3). Pewarnaan flagela
Untuk melihat flagela digunakan cara khusus. Penambahan bahan kimia berupa
larutan mordan yang berguna untuk membengkakkan flagela sehingga dapat dilihat
dengan mikroskop cahaya.
4). Pewarnaan badan inkluisi
Beberapa bakteri dapat mensintesis badan inklusi atau granula yang disimpan
dalam sitoplasma. Asam PHB membentuk granula seperti lipida dapat diwarnai dengan
zat warna yang larut dalam lipida, sperti Sudan black B. Zat warna ini mewarnai granula
PHB menjadi biru tua, sedangkan sitoplasma menjadi merah. Bila ada spora dalam
bakteri, maka spora ini tidak akan menyerap warna. Zat warna yang larut dalam lipida
seringkali disebut zat warna netral, karena bagian berwarnanya tidak mempunyai muatan
dan mewarnai granula lipida karena larut dalam bahan lipida.

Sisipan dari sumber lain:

Issue #6502, opened 2017-06-15
Wrong column order in inherited table metadata


mpajunen:
We ran into an issue where the column and parameter order of an insert statement for a new entity don't match. Something like this:

```
INSERT INTO Person (name, group_id, email) 
VALUES ("John Smith", "john@example.org", 3)
```

(I might be able to add a failing test case later, but thought I'd report this now in case there's a straightforward way to fix the problem.)

The issue occurs when using Class Table Inheritance and metadata cache. As far as I can tell the problem is that field order of the `ClassMetadataInfo` `reflFields` property is unstable.

Without cache:

1. `AbstractClassMetadataFactory` loads the metadata directly if [metadata is not found in the cache](https://github.com/doctrine/common/blob/7181fafc832e90e866000b7cbe86aa0939cf2de0/lib/Doctrine/Common/Persistence/Mapping/AbstractClassMetadataFactory.php#L217) or if [cache is not enabled](https://github.com/doctrine/common/blob/7181fafc832e90e866000b7cbe86aa0939cf2de0/lib/Doctrine/Common/Persistence/Mapping/AbstractClassMetadataFactory.php#L226).
2. `AbstractClassMetadataFactory` [calls the load implementation](https://github.com/doctrine/common/blob/7181fafc832e90e866000b7cbe86aa0939cf2de0/lib/Doctrine/Common/Persistence/Mapping/AbstractClassMetadataFactory.php#L333) for each class in the inheritance hierarchy.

2.8 Ketahanan Mikroba Terhadap Perlakuan Panas
Dalam pengolahan dengan suhu tinggi ada 2 faktor yang harus diperhatikan yaitu
jumlah panas yang diberikan harus cukup untuk mematikan mikroba pembusuk dan
patogen dan jumlah panas yang digunakan tidak boleh menyebabkan penurunan gizi dan
cita rasa makanan. Dalam proses pemanasan ada hubungan antara panas dan waktu, yaitu
jika suhu yang digunakan rendah maka waktu pemanasan lama begitu juga sebaliknya.
(Winarno, 1980)
Pengolahan dengan suhu tinggi dapat dilakukan dengan berbagai cara diantaranya
adalah sterilisasi, pasteurisasi, dan blanching. (Kartasapoetra, 1989). Sterilisasi adalah
membebaskan bahan dari semua mikroba dikarenakan beberapa spora bakteri relatif
lebih tahan terhadap panas. Selama proses sterilisasi dapat terjadi beberapa perubahan
terhadap makanan yang dapat menurunkan mutunya. Oleh karena itu jumlah panas yang
diberikan harus dihitung sedemikian rupa sehingga tidak merusak mutu makanan.
(Winarno, 1980)
Sterilisasi yaitu penggunaan suhu panas untuk membunuh mikroba dengan suhu
tinggi (121˚C selama 15 menit). Sterilisasi yang dapat dilakukan pada bahan pangan
adalah sterilisasi komersial. Makanan yang disteril secara komersil berarti semua mikroba
penyebab penyakit dan pembentuk racun dalam makanan telah dimatikan, demikian juga
mikroba pembusuk (Winarno, 1982). Pemanasan dengan cara ini dapat dilakukan dengan
menggunakan uap air panas bertekanan tinggi dan dapat dilakukan di dalam alat
“sterilizer”, “autoclave”, atau “retort”. Uap air pada 5 psi (di atas tekanan udara 1 atm)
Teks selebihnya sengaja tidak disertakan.